### WHAT IS EXPECTED
The number of lines holding the string "into" is all that is wanted; count them in the records below.

——————

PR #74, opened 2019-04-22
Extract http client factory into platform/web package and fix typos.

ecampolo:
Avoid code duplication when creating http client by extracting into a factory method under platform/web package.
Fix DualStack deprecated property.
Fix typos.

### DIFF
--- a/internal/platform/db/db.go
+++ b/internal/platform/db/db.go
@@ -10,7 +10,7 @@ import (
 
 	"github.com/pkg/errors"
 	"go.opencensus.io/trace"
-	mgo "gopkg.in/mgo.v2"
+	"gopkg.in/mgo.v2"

——————

### RESPONSE AREA
2